Problem: What is the number of lines in the data that contain "method"? Respond with nothing else.

──────── Material provided

PR #5862, opened 2021-12-28
Try to fix #5729 as concurrency issue.

### LINKED ISSUE #5729: Unit maintenance costs errors
```
java.lang.IllegalArgumentException: 
  at java.util.TimSort.mergeHi (TimSort.java:899)
  at java.util.TimSort.mergeAt (TimSort.java:516)
  at java.util.TimSort.mergeForceCollapse (TimSort.java:457)
  at java.util.TimSort.sort (TimSort.java:254)
  at java.util.Arrays.sort (Arrays.java:1492)
  at java.util.ArrayList.sort (ArrayList.java:1470)
  at java.util.Collections.sort (Collections.java:206)
  at kotlin.collections.CollectionsKt__MutableCollectionsJVMKt.sortWith (MutableCollectionsJVM.kt:42)
  at kotlin.sequences.SequencesKt___SequencesKt$sortedWith$1.iterator (_Sequences.kt:638)
  at kotlin.sequences.DropSequence$iterator$1.<init> (Sequences.kt:490)
  at kotlin.sequences.DropSequence.iterator (Sequences.kt:489)
  at com.unciv.logic.civilization.CivInfoStats.getUnitMaintenance (CivInfoStats.kt:55)
  at com.unciv.logic.civilization.CivInfoStats.getStatMapForNextTurn (CivInfoStats.kt:170)
  at com.unciv.logic.civilization.CivilizationInfo.updateStatsForNextTurn (CivilizationInfo.kt:288)
  at com.unciv.logic.city.CityStats.update (CityStats.kt:516)
  at com.unciv.logic.city.CityConstructions.turnsToConstruction (CityConstructions.kt:298)
  at com.unciv.logic.city.CityConstructions.getTurnsToConstructionString$core (CityConstructions.kt:181)
  at com.unciv.ui.cityscreen.CityConstructionsTable.getConstructionButtonDTOs (CityConstructionsTable.kt:168)
  at com.unciv.ui.cityscreen.CityConstructionsTable.access$getConstructionButtonDTOs (CityConstructionsTable.kt:30)
  at com.unciv.ui.cityscreen.CityConstructionsTable$updateAvailableConstructions$1.invoke (CityConstructionsTable.kt:208)
  at com.unciv.ui.cityscreen.CityConstructionsTable$updateAvailableConstructions$1.invoke (CityConstructionsTable.kt:206)
```

will-ca:
See https://github.com/yairm210/Unciv/issues/5729#issuecomment-1001805689 for explanation.

Tries to get rid of anything that could be modified concurrently.

Also cuts down on the loops and Unique param parsing.

Sort is done with a List instead of a Sequence, but I looked at the Kotlin sources and sorting a Sequence just calls `.toMutableList()` anyway.

Did not test for the crash I'm trying to fix, due to lack of reproducer. If the theory behind this patch is correct, then reliably reproducing the crash is basically impossible due to requiring millisecond-accurate coincidence between threads. So I have no way to tell if this will actually fix it; I assume that's what the Google Play logs are for?

(…Hm. Could stick a semaphore before the area of concern to make the timing likelier, I guess.)

Please verify that this will produce the same results as the original code!

### DIFF
--- a/core/src/com/unciv/logic/civilization/CivInfoStats.kt
+++ b/core/src/com/unciv/logic/civilization/CivInfoStats.kt
@@ -35,27 +35,32 @@ class CivInfoStats(val civInfo: CivilizationInfo) {
         // Handle unit maintenance discounts
         // Have to capture global and per-unit
         // Free Garrison already removed above from sequence
-        // Initialize maintenance cost per unit, default 1 aka 100%
+        // Initialize base maintenance cost empire-wide, default 1 aka 100%
+        // Then calculate per-unit discounrts
         // Note all discounts are in the form of -X%, such as -25 for 25% reduction
-        for (unit in unitsToPayFor){
-            unit.maintenance = 1f
+
+        var civWideMaintenance = 1f
+        // Calculate global discounts
+        for (unique in civInfo.getMatchingUniques(UniqueType.UnitMaintenanceDiscountGlobal, StateForConditionals(civInfo))) {
+            civWideMaintenance *= unique.params[0].toPercent()
+        }
+
+        val costsToPay = ArrayList<Float>()
+
+        for (unit in unitsToPayFor) {
+            var unitMaintenance = civWideMaintenance
             for (unique in unit.getMatchingUniques(UniqueType.UnitMaintenanceDiscount)){
-                unit.maintenance *= unique.params[0].toPercent()
+                unitMaintenance *= unique.params[0].toPercent()
             }
+            costsToPay.add(unitMaintenance)
         }
         // Apply global discounts
-        for (unique in civInfo.getMatchingUniques(UniqueType.UnitMaintenanceDiscountGlobal, StateForConditionals(civInfo))) {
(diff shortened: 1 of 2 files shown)


SomeTroglodyte:
A superficial look says - seems thought-out well enough. Butting in cuz: `ArrayList<Float>()` - I just met `FloatArray` in Gdx source - did you check as thorough as you usually do / is the prejudice 'first one is pure kotlin, second pure java, and therefore less desirable for typical predicate chaining stuff' close to truth?
Oh, and - `discounrts`

will-ca:
Oh, you think too highly of me. Honestly, I just didn't know about the GDX one, and probably would have (wrongly) assumed it to be unresizable even if I had known. I am inclined to agree with what you said now that you've mentioned it, though— Would probably use the GDX array if I expect to pass it to a GDX method at any point, or maybe if there were more floats and it's more compact.

I did notice the typo at some point. Decided to practice letting go of, or perhaps merely hiding, my perfectionism a little bit rather than fire up the IDE again…

PR #5903, opened 2022-01-02
Update Turkish.properties

HariboSever:
I translated again.This time i translated some error scripts


will-ca:
merge translations

PR #5904, opened 2022-01-02
3.18.14

xlenstra:
Updated translation files, version number for unciv & play store so this should be all, right?


yairm210:
Looks good!
I'm not 100% sure what will happen with the Google play since they don't allow texts longer than 500 characters through the UI, so I always shorten the texts

xlenstra:
> Looks good! I'm not 100% sure what will happen with the Google play since they don't allow texts longer than 500 characters through the UI, so I always shorten the texts

That's good to know, I'll shorten the text a bit and merge it in with the right tag

xlenstra:
Closing as I've merged it locally to add a tag to the commit

PR #5906, opened 2022-01-03
Ranged capture

itanasi:
Adding ability for Ranged Map Units to capture Civilian units
Added proper checks in BattleTable
Added exception to allow Ranged Units to move after fighting if just captured Civilian. Does NOT move if attacked a guarding unit
Note that City bombards will still kill Civilian units


itanasi:
Hold up. Didn't handle Air Units. I assume they can't capture lol

itanasi:
And need to double check I didn't break Naval units

will-ca:
Does this turn all ranged attacks on civilians into captures? Sometimes I still want to just shoot them, and not capture. …Jeez that sounds bad.

Is there a check to make sure ranged units can actually reach/move to the civilian units they capture, and code to move them?

itanasi:
Yeah, gotta redo some stuff after some thought.
New plan, give Ranged Units option to either attack (kill) Civilian unit, or move on to undefended Civilian units to capture

itanasi:
Not ready. Need to rework

PR #5908, opened 2022-01-03
Update Nations.json

Smashfanful:
Removed superfluous spaces


xlenstra:
One problem with this is that it invalidates existing translations of these lines. If it's not too much of a hassle, could you also remove the superfluous space in the translation files?

will-ca:
> One problem with this is that it invalidates existing translations of these lines.

Meaning's the same, though. Search and replace for those lines before merge?

will-ca (approved):

xlenstra:
> > One problem with this is that it invalidates existing translations of these lines. If it's not too much of a hassle, could you also remove the superfluous space in the translation files?
> 
> Okay. Interesting. It appears that the translation files already have the superfluous spaces removed, and `Nations.json` is the only place they show up. I assume the translation file generator thingy's probably collapsing consecutive whitespace?

Huh, looks like you're right

PR #5915, opened 2022-01-05
Transform some var to unique in Building/Unit,  some modification for the fun getRejectionReasons

lishaoxia1985:
I don't know how to tackle with replacementTextForUniques, it seems not to be used in the app.
If it is relate to mod, when we load the mod, we can do this: "unique = replacementTextForUnique", we should only tackle with unique.

### DIFF
--- a/core/src/com/unciv/models/ruleset/Building.kt
+++ b/core/src/com/unciv/models/ruleset/Building.kt
@@ -49,10 +49,12 @@ class Building : RulesetStatsObject(), INonPerpetualConstruction {
     var isNationalWonder = false
     fun isAnyWonder() = isWonder || isNationalWonder
     var requiredBuilding: String? = null
+    // Deprecated
     var requiredBuildingInAllCities: String? = null
+    //
 
     /** A strategic resource that will be consumed by this building */
-    private var requiredResource: String? = null
+    var requiredResource: String? = null
 
     /** City can only be built if one of these resources is nearby - it must be improved! */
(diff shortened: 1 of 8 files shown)


core/src/com/unciv/models/ruleset/Building.kt
```diff
@@ -49,10 +49,12 @@ class Building : RulesetStatsObject(), INonPerpetualConstruction {
     var isNationalWonder = false
     fun isAnyWonder() = isWonder || isNationalWonder
     var requiredBuilding: String? = null
+    // Deprecated
```
will-ca, line 52: Annotation?

lishaoxia1985: you can ask @yairm210, it has been replaced with "Requires a [﹉] in all the cities＂

yairm210:
Most of these are changes that haven't been made.
There are three instances where we have 2 different ways of specifying things.
requiredBuilding and requiredBuildingInAllCities - should be replaced by unique, first step is to add a ruleset warning about this in checkRuleset, and mark the parameters as deprecated.

The second thing is the resources - this is actually a good question, I'm not sure if deprecating the old method is the way to go.

As for the others, I don't think those uniques exist?


In any case this should be split into at least 2 PRs, one for requiredBuildingInAllCities and requiredBuilding, and I've for resources.
The others would require a change to each, and we'd need to discuss them.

────────────────

Expected answer: 2